PR #756, opened 2025-01-17
Add missing default in `pyfar.FilterIIR.init_state`

f-brinkmann:

Technically a bug, but I assume this function is rarely used. Make it a bug or release with the next features?

- Add missing default in `pyfar.FilterIIR.init_state`
- Test default value
- Implement and test raising an error for invalud values

### DIFF
--- a/pyfar/classes/filter.py
+++ b/pyfar/classes/filter.py
@@ -164,6 +164,15 @@ class Filter(object):
         self._state = state
         self._initialized = True
 
+    @staticmethod
+    def _check_state_keyword(state):
+        """
+        Check the value of the state keyword for 'ini_state' class methods.
+        """
+        if state not in ['zeros', 'step']:
+            raise ValueError(
+                f"state is '{state}' but must be 'zeros' or 'step'")
+
     @property
     def coefficients(self):
         """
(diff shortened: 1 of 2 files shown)


hoyer-a:
Should we add a check `if state in ['zeros', 'step']`?
Otherwise one could put in any string and still get zeros.

ahms5 (changes requested):
agreed with anton, and add tests for defaults, and I think It should go to main.

f-brinkmann:
Changed/added everything as suggested

pyfar/classes/filter.py
```diff
@@ -164,6 +164,15 @@ def init_state(self, state='zeros'):
         self._state = state
```
ahms5, line 164: should we remove the state='zero' here, because in this method we set the state as the array and not as a config string.
this funtion init_state is more a set_state anyway, even its not checking the inputs, (which should be done acutally). maybe shift the check of state from the init into this one.

overall its very confusing, that the state in the init is an array and in init_state (except for Filter) is a string. Maybe we should consider another name, but thats an other story.

ahms5 (commented):
maybe not directly to this PR but related.

pyfar/classes/filter.py
ahms5: moved into #757 
but maybe we should remove the wron default here state='zero'

f-brinkmann: Yes, this is wrong. Fortunately it is called from the child classes in any case

ahms5 (approved):

hoyer-a (approved):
=====
* _GOAL OF THE EXERCISE_: The word "string" may occur in lines of the data above; say how many lines hold it, giving only the number.

* _OUTPUT BELOW_: 3